Ad attendermi fuori, insieme a lui, c'era la creatura più bella che avessi mai visto. Era un cavallo alato, ma non era grigio e basso come i Grani che papà teneva nelle stalle dietro casa, che pure mi piacevano tanto: il suo manto era completamente bianco, così come le sue enormi ali, spiegate come se volesse impressionarmi ancora di più. Era altissimo.

Dimenticai in un attimo tutte le preoccupazioni di pochi minuti prima.

“Papààààààààà!”, urlai prima di correre ad abbracciarlo: era il regalo più bello del mondo.

“Un destriero per la mia principessa”, rispose lui con un sorriso, passandomi le briglie in mano.

“E oggi si rimane a terra. - aggiunse con un cipiglio severo. L'ultima volta che avevo provato a volare, ovviamente dimenticandomi casualmente di chiedere il permesso, era dovuto venire a tirarmi giù da una quercia. - Aspettami qui, io vado a prendere uno degli altri dalle stalle e poi ci faremo una gran bella passeggiata, ti va?”

Non c'era neanche bisogno di chiederlo. Sempre reggendo le briglie, mi avvicinai al muso del cavallo per accarezzarlo. Lo guardai negli occhioni neri mentre si lasciava sfiorare come se ci conoscessimo da sempre. Ed ero già innamorata persa.

Per quando Fabrice fu tornato portandosi dietro Exelle, una delle cavalle che avevamo tenuto per più tempo, io ero già montata in groppa al mio nuovo amico e lo accarezzavo sul collo.

Mio padre venne a controllare che la sella fosse ben fissata e poi montò a sua volta in groppa ad Exelle.

“Dove si va?” gli chiesi incuriosita.

“Oh beh, pensavo che ormai sei abbastanza grande per una visitina ai boschi dietro la scuola... sempre se te la senti, ovviamente!”

Spalancai gli occhi. Mio padre, il lavoro che faceva, mi avevano trasmesso una vera passione per la natura e per le creature magiche.

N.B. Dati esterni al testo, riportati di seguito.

PR #2720, opened 2020-09-29
ParsedFEMFunction: change "parsers" to a vector of unique_ptrs

jwpeterson:
This is an attempt to fix the issue raised in #2710. Since
FunctionParserBase has a deleted move constructor, it is not
considered to be MoveInsertable, which means it cannot be passed to
std::vector::push_back() by value.

### DIFF
--- a/include/numerics/parsed_fem_function.h
+++ b/include/numerics/parsed_fem_function.h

Il bosco dietro Beauxbatons pullulava di quegli esseri, ed era per questo che non ci ero mai stata: sapendo della mia curiosità e di quanto potesse essere pericoloso, papà me lo aveva proibito da subito.

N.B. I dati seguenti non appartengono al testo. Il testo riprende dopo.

PR #2721, opened 2020-09-30
Nonstandard-configuration fixes

roystgnr:
The second commit here fixes the Dyna unit test failure in the configurations in #2717; the first commit fixes an overzealous assert that was affecting a swath of other tests in dbg/devel modes.

### DIFF
--- a/examples/fem_system/fem_system_ex3/fem_system_ex3.C
+++ b/examples/fem_system/fem_system_ex3/fem_system_ex3.C
@@ -40,6 +40,7 @@
 #include "libmesh/enum_solver_package.h"
 #include "libmesh/enum_solver_type.h"
 #include "libmesh/auto_ptr.h" // libmesh_make_unique
+#include "libmesh/numeric_vector.h"
 
 // The systems and solvers we may use
 #include "elasticity_system.h"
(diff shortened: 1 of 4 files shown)


jwpeterson:
Definitely some progress. It looks like when no optional packages are enabled we actually have a compile error in fem_system_ex3. I'll push a commit to this branch if it's possible to fix this with a simple inclusion...
```
../../../../examples/fem_system/fem_system_ex3/fem_system_ex3.C: In function 'int main(int, char**)':
../../../../examples/fem_system/fem_system_ex3/fem_system_ex3.C:270:29: error: invalid use of incomplete type 'class libMesh::NumericVector<double>'
       *(v_system->solution) = system.get_vector("_old_solution_rate");
                             ^
In file included from ../../../include/libmesh/dof_object.h:25:0,
                 from ../../../include/libmesh/mesh_base.h:24,
                 from ../../../include/libmesh/elem_range.h:24,
                 from ../../../include/libmesh/system.h:24,
                 from ../../../include/libmesh/equation_systems.h:26,
                 from ../../../../examples/fem_system/fem_system_ex3/fem_system_ex3.C:33:
../../../include/libmesh/int_range.h:34:29: note: declaration of 'class libMesh::NumericVector<double>'
 template <typename T> class NumericVector;
```

jwpeterson:
Hurray, "Test No Optional" passed finally. I think this can be merged any time now, but I'll wait for the rest of the testing to pass first. All of these commits will be cherry-picked onto branch_v1.6.0

jwpeterson (approved):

E finalmente ci sarei andata!

“Prontissima!”, risposi semplicemente e feci per spronare il mio cavallo quando mi venne in mente una cosa:

“Papà... ha già un nome?”, chiesi.

“Il mercante che me l'ha venduta la chiamava Leila...”

“Leila... come la notte!”, risposi soddisfatta. Mi erano sempre piaciuti i nomi arabi, avevano un tocco di magia esotica e misteriosa indescrivibile.

Partimmo alla volta del bosco senza altre interruzioni. Ero stata spesso a cavallo con mio padre, e ci piaceva rimanere in silenzio durante il percorso. Ascoltare il fruscio leggero delle piume mentre le ali dei nostri compagni si spostavano ad ogni passo, assecondare con rispetto i movimenti della creatura che acconsentiva a portarci. Era un contatto meraviglioso, solo chi ama cavalcare può capirlo.

Oltrepassammo i campi di lavanda per giungere alla scuola, e mentre cavalcavamo intorno alle mura non riuscì a fare a meno di buttare un occhio dall'altra parte... magari avrei visto Clairie!

L'ultima volta che l'avevo incontrata era stato durante le vacanze di Natale, ma tra i compiti di cui l'avevano sommersa e altri impegni, non eravamo riuscite a stare insieme molto a lungo.

Quel poco del cortile che riuscii a scorgere però era deserto, probabilmente tutti erano a lezione.

Quando infine, un po' delusa, distolsi lo sguardo, avevamo raggiunto il limitare del bosco.

 

Per un attimo esitai. Per quanto fosse ancora pieno pomeriggio e la giornata fosse molto luminosa, a pochi metri da dove ci trovavamo, nel fitto, la luce che riusciva ad oltrepassare le fronde degli alberi cresciuti quasi l'uno sull'altro era pochissima.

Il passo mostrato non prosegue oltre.